Prompt: Retype the entries below without any change.

___ Material for this task ___

PR #2880, opened 2026-08-11
fix(metatags): emit absolute suggestion/page URLs for sub-path sites (metatags + product-metatags)

rpapani:
## What
Meta-tags and product-meta-tags built the suggestion `data.url`, the Mystique `pageUrls`, and the SSR-validator fetch URL by **string-concatenating** the page's absolute pathname onto the full base/final URL:

```js
`${site.getBaseURL()}${endpoint}`        // pageUrls
getBaseUrl(finalUrl, useHostnameOnly) + endpoint   // suggestion data.url
`${baseUrl}${endpoint}`                  // SSR validator
```

For a **sub-path site** (baseURL e.g. `https://example.com/foo`) the endpoint already carries the `/foo` prefix, so concatenation produced a malformed `https://example.com/foo/foo/...` URL.

## Fix
- **metatags** (`handler.js`, `ssr-meta-validator.js`): resolve each endpoint (an absolute path) against the base URL's **origin** — `new URL(endpoint, baseUrl)` for `pageUrls`/SSR, and default `useHostnameOnly` to **true** (both the initial value and the `?? true` fallback) so `getBaseUrl(finalUrl)` returns the origin for the suggestion `data.url`. Now that endpoints are always absolute pathnames, hostname-only is the correct default.
- **product-metatags** (`handler.js`): identical defect — same `useHostnameOnly` default flip (initial value + `?? true`).

All spots are **no-ops for root-domain sites** (their base URL has no path).

## Re-keying note
Existing sub-path sites' malformed suggestions will be re-keyed (**OUTDATED → new**) on the next run, since `buildKey` includes `data.url`.

## Tests
- metatags: SSR validator and `opportunityAndSuggestions` sub-path `data.url` assertions; a **wired** `runAuditAndGenerateSuggestions` assertion on the `newData` handed to `syncSuggestions` (data.url is `https://example.com/foo/<page>`, not `/foo/foo/`); the four `useHostnameOnly`-default tests updated to the hostname-only result.
- product-metatags: sub-path `data.url` assertion on the wired `syncSuggestions` → `addSuggestions` path; existing default-branch assertions corrected.
- All affected suites green; lint clean; coverage bar held.

## Context
Bug 2 of **SITES-49656** (multi-site-per-domain / sub-path onboarding).

## Change Management

```yaml
cm-assessment: v1
changeType: standard
impact: unnoticeable
risk: minor
```

### DIFF
--- a/src/metatags/handler.js
+++ b/src/metatags/handler.js
@@ -52,10 +52,9 @@ export async function opportunityAndSuggestions(finalUrl, auditData, context) {
   const { log } = context;
   const { detectedTags } = auditData.auditResult;
   log.debug(`started to audit metatags for site url: ${auditData.auditResult.finalUrl}`);
-  // Default to hostname-only: the endpoint is the page's absolute pathname, so it must
-  // be appended to the origin. Appending to a base that already carries a path (a
-  // sub-path site, e.g. https://oklahoma.gov/omes) duplicated it (/omes/omes/...).
-  // For root-domain sites the base has no path, so this is a no-op.
+  // Default hostname-only: the endpoint is an absolute pathname appended to the origin.
+  // A base that already carries a path (sub-path site, e.g. example.com/foo) duplicated
+  // it (/foo/foo/...). No-op for root-domain sites.
   let useHostnameOnly = true;
   try {
     const siteId = opportunity.getSiteId();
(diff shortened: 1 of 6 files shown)


FentPams (approved):
✅ Approve — `new URL(endpoint, base)` + the hostname-only default correctly kills the `/omes/omes` duplication, and root-domain sites are a provable no-op.

One thing to keep in mind (not blocking): flipping the `useHostnameOnly` default `false → true` is **fleet-wide** (every site with the config unset), and correctness depends on detected endpoints being absolute paths that already carry the sub-path. That holds today because endpoints are derived as `new URL(finalUrl).pathname` (`handler.js:152-153`), but it's unguarded — if detection ever emits a path relative to the sub-path, `new URL(endpoint, base)` silently drops the base path. A short assert/comment at the URL-build site would make that invariant explicit. Explicit `useHostnameOnly:false` still overrides, so the blast radius is bounded.

Nit: the suggestion `url` is still `getBaseUrl(...) + endpoint` (`handler.js:368`) while `pageUrls` moved to `new URL(...)` — same result under the new default, but unifying on `new URL` avoids future drift.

___

Exercise response:
PR #2880, opened 2026-08-11
fix(metatags): emit absolute suggestion/page URLs for sub-path sites (metatags + product-metatags)

rpapani:
## What
Meta-tags and product-meta-tags built the suggestion `data.url`, the Mystique `pageUrls`, and the SSR-validator fetch URL by **string-concatenating** the page's absolute pathname onto the full base/final URL:

```js
`${site.getBaseURL()}${endpoint}`        // pageUrls
getBaseUrl(finalUrl, useHostnameOnly) + endpoint   // suggestion data.url
`${baseUrl}${endpoint}`                  // SSR validator
```

For a **sub-path site** (baseURL e.g. `https://example.com/foo`) the endpoint already carries the `/foo` prefix, so concatenation produced a malformed `https://example.com/foo/foo/...` URL.

## Fix
- **metatags** (`handler.js`, `ssr-meta-validator.js`): resolve each endpoint (an absolute path) against the base URL's **origin** — `new URL(endpoint, baseUrl)` for `pageUrls`/SSR, and default `useHostnameOnly` to **true** (both the initial value and the `?? true` fallback) so `getBaseUrl(finalUrl)` returns the origin for the suggestion `data.url`. Now that endpoints are always absolute pathnames, hostname-only is the correct default.
- **product-metatags** (`handler.js`): identical defect — same `useHostnameOnly` default flip (initial value + `?? true`).

All spots are **no-ops for root-domain sites** (their base URL has no path).

## Re-keying note
Existing sub-path sites' malformed suggestions will be re-keyed (**OUTDATED → new**) on the next run, since `buildKey` includes `data.url`.

## Tests
- metatags: SSR validator and `opportunityAndSuggestions` sub-path `data.url` assertions; a **wired** `runAuditAndGenerateSuggestions` assertion on the `newData` handed to `syncSuggestions` (data.url is `https://example.com/foo/<page>`, not `/foo/foo/`); the four `useHostnameOnly`-default tests updated to the hostname-only result.
- product-metatags: sub-path `data.url` assertion on the wired `syncSuggestions` → `addSuggestions` path; existing default-branch assertions corrected.
- All affected suites green; lint clean; coverage bar held.

## Context
Bug 2 of **SITES-49656** (multi-site-per-domain / sub-path onboarding).

## Change Management

```yaml
cm-assessment: v1
changeType: standard
impact: unnoticeable
risk: minor
```

### DIFF
--- a/src/metatags/handler.js
+++ b/src/metatags/handler.js
@@ -52,10 +52,9 @@ export async function opportunityAndSuggestions(finalUrl, auditData, context) {
   const { log } = context;
   const { detectedTags } = auditData.auditResult;
   log.debug(`started to audit metatags for site url: ${auditData.auditResult.finalUrl}`);
-  // Default to hostname-only: the endpoint is the page's absolute pathname, so it must
-  // be appended to the origin. Appending to a base that already carries a path (a
-  // sub-path site, e.g. https://oklahoma.gov/omes) duplicated it (/omes/omes/...).
-  // For root-domain sites the base has no path, so this is a no-op.
+  // Default hostname-only: the endpoint is an absolute pathname appended to the origin.
+  // A base that already carries a path (sub-path site, e.g. example.com/foo) duplicated
+  // it (/foo/foo/...). No-op for root-domain sites.
   let useHostnameOnly = true;
   try {
     const siteId = opportunity.getSiteId();
(diff shortened: 1 of 6 files shown)


FentPams (approved):
✅ Approve — `new URL(endpoint, base)` + the hostname-only default correctly kills the `/omes/omes` duplication, and root-domain sites are a provable no-op.

One thing to keep in mind (not blocking): flipping the `useHostnameOnly` default `false → true` is **fleet-wide** (every site with the config unset), and correctness depends on detected endpoints being absolute paths that already carry the sub-path. That holds today because endpoints are derived as `new URL(finalUrl).pathname` (`handler.js:152-153`), but it's unguarded — if detection ever emits a path relative to the sub-path, `new URL(endpoint, base)` silently drops the base path. A short assert/comment at the URL-build site would make that invariant explicit. Explicit `useHostnameOnly:false` still overrides, so the blast radius is bounded.

Nit: the suggestion `url` is still `getBaseUrl(...) + endpoint` (`handler.js:368`) while `pageUrls` moved to `new URL(...)` — same result under the new default, but unifying on `new URL` avoids future drift.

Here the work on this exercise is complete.